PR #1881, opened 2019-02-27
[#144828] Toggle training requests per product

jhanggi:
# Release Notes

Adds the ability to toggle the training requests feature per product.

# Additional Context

* * *

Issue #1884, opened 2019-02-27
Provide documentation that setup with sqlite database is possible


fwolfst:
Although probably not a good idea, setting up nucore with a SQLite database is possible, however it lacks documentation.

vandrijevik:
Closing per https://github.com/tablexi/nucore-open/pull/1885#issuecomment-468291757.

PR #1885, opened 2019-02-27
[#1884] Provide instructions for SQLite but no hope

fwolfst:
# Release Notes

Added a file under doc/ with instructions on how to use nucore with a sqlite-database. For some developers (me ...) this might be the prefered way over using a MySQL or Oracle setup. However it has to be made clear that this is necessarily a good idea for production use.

◆ **ABOUT THIS EXERCISE**
Begin at the line that has "[#144828] Toggle training" in the entries above; stop after the line that has "# Additional Context". Transcribe exactly those lines and no others.

◆ **RESPONSE AREA**
[#144828] Toggle training requests per product

jhanggi:
# Release Notes

Adds the ability to toggle the training requests feature per product.

# Additional Context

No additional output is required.